What you don't want to do outsource and problem solved. If you have the money to do the renovation - do it. It seems like you have a good investment there. If you think your money can make more return elsewhere then sell, otherwise do the renovation, perhaps join a realestate group from your area and find a recommended good project manager that will do it all for you and you wont have to stress. 

The answer to this question is what is your goal? If you plan on staying in the area for a long time and want to self manage then fix it and live in it. If you don’t want to self manage, hire a property manager. Save your time and money and invest somewhere else.
If I were you I would fix it and then hire a property manager. I hate leaving money on the table. The improvements will increase your cash flow and decrease your headaches. I think that’s a win win.

@Kavi Where in Hyde park are you? I live in Hyde park. I think it’s a good area and growing in popularity. You might want to consider gutting out one unit at a time because you’d rather get ahead of the fixes than be forced to fix it afterward. (I mean if you’re really saying that things can go at any minute) other than that: property management is definitely the way to when you hate answering to someone. Get a quote from a company. I can recommend some if you’d like?

@Alex Jean Baptiste I'm in Fairmount, near the BP gas station! Good to meet you neighbor! Might take you up on that manager recommendation when I figure out what I'm doing. Unfortunately the upgrades I need to do require total vacancy, removal of a chimney, full heating system replacement, removing walls between units, etc. 

@Tony Mai I thought my goal was going to own and self manage a few places, but I think that goal may be changing. I didn't realize the degree of hands-on required. I guess renovate and hire a manager could be a good combo. If I hire a manager today and a heating system goes or the roof leaks, well, the manager is still going to have to call me up right? 

It sounds to me like your a tired landlord.

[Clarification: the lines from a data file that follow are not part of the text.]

PR #14571, opened 2019-01-11
throw an error on useContext(Consumer) / useContext(Provider)

threepointone:
this is an odd one, because the way we've implemented it. this PR introduces an invariant in dev mode (which won't throw in prod!) but we feel that's the best call given that this is already a hot path.

### DIFF
--- a/packages/react/src/ReactHooks.js
+++ b/packages/react/src/ReactHooks.js
@@ -22,7 +22,6 @@ function resolveDispatcher() {
   return dispatcher;
 }
 
-
 export function useContext<T>(
   Context: ReactContext<T>,
   observedBits: number | boolean | void,
@@ -49,7 +48,6 @@ export function useContext<T>(
   }
   return dispatcher.useContext(Context, observedBits);
 }
-
 
 export function useState<S>(initialState: (() => S) | S) {
   const dispatcher = resolveDispatcher();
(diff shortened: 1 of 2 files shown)


gaearon:
If we go this route we'd need to amend the tests to check for different things in DEV and PROD too. (You can run prod tests with `yarn test-prod <filename>`. Also lint needs to be fixed.

I'd personally be okay with making this a DEV-only invariant, similar to how mutating props only throws in DEV. The bugs resulting from violating this are very subtle.

packages/react/src/ReactHooks.js
```diff
@@ -33,19 +33,17 @@ export function useContext<T>(
       const realContext = (Context: any)._context;
       // Don't deduplicate because this legitimately causes bugs
```
gaearon: This comment is no longer relevant — deduplication refers to warnings. Instead there should be a justification for DEV-only invariant here.

threepointone:
I’ve been thinking about it and I don’t know if this is a good idea anymore. It’s to catch a mistaken pattern that causes undefined behaviour, and we warn about it anyway. Similar to misspelling componentWillReceiveProps. Maybe we don’t want this to throw an error. I assume flow will fail anyway?

threepointone:
taking a call to abandon this.

threepointone:
abandoning this, prefer the behaviour we already have

Issue #14039, opened 2018-10-30
Improve message "dispatcher.useState is not a function" when mixing react@next with react-dom@16.5.2


geoffdavis92:
**Do you want to request a *feature* or report a *bug*?**
Report a bug

**What is the current behavior?**
Getting `TypeError: dispatcher.useState is not a function` when trying to call `useState`; this is happening in a create-react-app, as well as in the CodeSandbox example below.

**Example:**
https://codesandbox.io/s/7kp55lwwpj

**What is the expected behavior?**
`useState` hook function should execute without error as defined in the [API documentation](https://reactjs.org/docs/hooks-reference.html#usestate)

**Which versions of React, and which browser / OS are affected by this issue? Did this work in previous versions of React?**

**React**: v16.7.0-alpha.0
**React-DOM**: 16.5.2 (CSB), 16.7.0-alpha.0 (local)
**React-Scripts**: 2.0.3 (CSB), 2.1.0 (local)

sophiebits:
@geoffdavis92 You need to update react-dom to the same version.

We can likely have a better error for this though. Leaving this issue open to track that.

CarberryChai:
you can `yarn add react-dom@next` and then have a try……

geoffdavis92:
@sophiebits Thank you, that was the issue. For some reason I thought I tried both packages at `next` but I suppose I did not.

This is ready to be closed IMO.

threepointone:
Broadly, this is about warning when we have mismatched versions of react and react-dom installed, yes? This particular error happens right now because we have peerDependencies set with `"react": "^16.0.0"`. This should be flagged by npm when installing, imo we should update peerDependencies to `"react": "^16.8.0"` (or whatever version) when we release hooks. 

(we could verify versions in runtime too, but that seems like overkill)

I'll send out a PR closer to hooks launch to fix this.

threepointone:
discussed with dan a bit more, the peer dependency wouldn't fix it, since this actually lives on react which doesn't have a peer dep, sigh. I'll send a PR with a better error message.

threepointone:
the latest version (16.8.0-alpha.0) of react doesn't throw this error anymore (though it does throw an invariant `Hooks can only be called inside the body of a function component.` which isn't that much better).

PR #14572, opened 2019-01-11
warn when it looks like you haven't updated react-dom

threepointone:
sketching a possible "fix" for #14039 for discussion. 

- icky error message, I know. 
- can't think of a good test for this, open to suggestions. should I mock the dispatcher to trigger this specific error? sounds self serving. 
- should probably add a TODO to remove this in v17

### DIFF
--- a/packages/react/src/ReactHooks.js
+++ b/packages/react/src/ReactHooks.js
@@ -19,6 +19,13 @@ function resolveDispatcher() {
     dispatcher !== null,
     'Hooks can only be called inside the body of a function component.',
   );
+  if (__DEV__) {
+    warning(
+      typeof dispatcher.useState === 'function',
+      "It looks like you're using an older version of your renderer, " +
+        "make sure you've updated both react and react-<renderer> in your package.json",
+    );
+  }
   return dispatcher;
 }
 


threepointone:
I should add a flag that fires this warning only once.

gaearon:
How did you test this? It's likely specific message in https://github.com/facebook/react/issues/14039 is no longer what happens. We need to actually look at what happens when e.g. using `react@16.8.0-alpha.0` and `react-dom@16.7.0` / `react-dom@16.6.0` (it's even possible the messages are different).

threepointone:
I haven't tested this, setting it up right now. will report back.

gaearon:
We kind of wanted `react-dom` to keep working with `react` of the same major without breaking. I don't think a strict match is necessarily desired unless you're trying to use new features — in which case you should have *at least* that version of both.

aweary:
>  I don't think a strict match is necessarily desired unless you're trying to use new features

Why not? Using mismatched versions isn't something people do intentionally (afaik) and if a user is already updating one, the burden of updating the other should be low.

gaearon:
If it works fine, what's the point of being too sensitive about it? In general it doesn't cause issues anymore.

threepointone:
alright, I've verified, here'se how react/react-dom at various versions interact with a simple hook - 

react@16.7.0-alpha.0
* 0.0 - ?? fails before react even starts up,  
* 3.0, 4.0, invariant - `Hooks can only be called inside the body of a function component.`
* 5.0, 6.0 - `dispatcher.useState is not a function`
* 8.0 - ` Cannot set property 'current' of undefined`

react@16.8.0-alpha.0
* all older versions fail with “Hooks can only be called inside the body of a function component."
* 0.0 - 2.0 - throws
* 3.0 - 7.0-alpha - invariant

Your tired of the headaches but don’t want to sell yet. So based on the three options that fits your goal the best is Number 1. Yes if something does break or need fixing then you will have to talk to property manager. But that’s much less work than you answering every call from tenets and doing an update/rehab project. For number 1 you are betting that “things” don’t break. However, if you already know there’s going to be a lot of deferred maintenance,then it would be wiser to fix the deferred maintenance then hire a property manager so you will get less future headaches. But you will need to put in more work for this step.